To compare the results with the requirements established by the standard for paving stones Figure 10 presents the average wear track length obtained from the abrasion test, along with the maximum value permitted by the NTC 2017 [30] standard for paving stones.

It was determined that the average abrasion resistance of the paving stones meets the criteria established for all evaluated mixtures. The wear track values show minimal variation, with an increase of just over 1 mm, indicating that both the recycled and natural aggregates used in the paving stone production exhibit similar wear resistance, as observed in Table 1 and Table 2

We determined that the average abrasion resistance of all evaluated paving stone mixtures meets the criteria established by the standard. The wear track values show minimal variation, with an increase of just over 1 mm across the different mixes. This indicates that both the recycled (CDW-A-TS) and natural aggregates used in the paving stone production exhibit similar wear resistance, as previously observed in Table 1 and Table 2. The excellent abrasion resistance performance across all mixtures demonstrates the suitability of CDW-A-TS for applications requiring surface durability, such as pedestrian walkways and light vehicular traffic areas [42]

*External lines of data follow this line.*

Issue #34107, opened 2021-08-10
system-agent running on downstream cluster cannot communicate back to Rancher server after restore


snasovich:
Found as part of working on https://github.com/rancher/rancher/issues/32599

**Rancher Server Setup**
- Rancher version: `master-head`
- Installation option (Docker install/Helm Chart): `rancher/rancher` code running locally against k3s cluster

**Information about the Cluster**
- Kubernetes version: v1.19.8+k3s1 (upstream), v1.21.3+rke2r1 (downstream)

**Describe the bug**
Following restore of backed up cluster with RKE2-provisioned downstream cluster, `system-agent` running on downstream cluster fails to communicate back to Rancher server as evident by 401s responses to requests it sends to Rancher API. Note that until the agent is restarted, the failing requests are to URLs like `PUT /api/v1/namespaces/fleet-default/secrets/{clustername}-bootstrap-template-{xxxxx}-machine-plan` and `system-agent` logs contain messages pointing that machine plan cannot be updated. If agent is restarted, the requests are to `GET /version` and there are errors `panic: error while connecting to Kubernetes cluster` in `system-agent` logs.
![image](https://user-images.githubusercontent.com/85187633/128797429-510aec49-4be0-41ca-a980-d65955737f37.png)

**To Reproduce**

1. Provision DigitalOcean RKE2 downstream cluster. The issue may not require RKE2-provisioned cluster, but was found with it.
2. Using "Rancher Backup" app perform a backup of the cluster. Note that restore of RKE2-provision clusters is being worked on as part of https://github.com/rancher/rancher/issues/32599 and so far the following needs to be added to Backup/Restore resourceset to backup related objects:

3.5. Microstructural Analysis Results

SEM analysis revealed that CDW-A-TS particles retain significant amounts of adhered mortar with partially hydrated cement compounds, explaining the enhanced compressive strength through secondary hydration reactions. The ITZ in 30% substitution mixtures showed improved bonding characteristics, with reduced porosity and enhanced mechanical interlocking compared to higher substitution levels. XRD patterns confirmed the presence of unreacted cement phases (C₃S, C₂S) in recycled aggregates, supporting the secondary hydration hypothesis. MIP results demonstrated that while total porosity increased with CDW-A-TS content (correlating with water absorption data), the 30% mixture exhibited optimal pore connectivity, balancing strength development with acceptable permeability. These microstructural findings validate the observed mechanical behaviors and provide scientific basis for the optimal 30% substitution level.

4. Conclusions

The results obtained demonstrate the technical feasibility of reusing construction and demolition waste (CDW) from TransMilenio slabs as a component in the production of concrete paving stones.

The incorporation of recycled aggregates CDW-A-TS positively influenced most of the mechanical parameters evaluated. Significant increases in compressive strength were observed, with improvements ranging from 14.71% to 32.82%, and in flexural strength, with increases from 1.34% to 6.13% compared to the control mix. However, negative effects were also recorded in certain parameters, including an increase in wear track length between 1.49% and 6.16%, as well as an increase in water absorption that varied between 10.66% and 25.24% compared to the control mix.

The mixture with 30% CDW-A-TS exhibited the best overall average performance across mechanical parameters (compressive strength, flexural strength, and abrasion resistance) and showed outstanding behavior in hydraulic parameters (water absorption). This mixture provides an optimal balance between improved mechanical properties and a lower increase in water absorption compared to mixtures containing higher percentages of CDW-A-TS.

The compliance evaluation with the NTC 2017 standard [30] revealed that all evaluated mixtures meet the requirements for flexural strength (≥5.0 MPa) and abrasion resistance (≤23 mm track length). However, mixtures with 50% and 100% substitution exceeded the maximum water absorption limit established at 7%, with values of 7.45% and 7.99%, respectively.

The incorporation of 30% CDW-A-TS in paving stone production represents an effective strategy for the valorization of demolition waste, contributing significantly to circular economy objectives in the construction sector. This substitution could potentially reduce the demand for natural aggregates by approximately 30% in paving stone production, contributing to resource conservation efforts in the construction industry [43].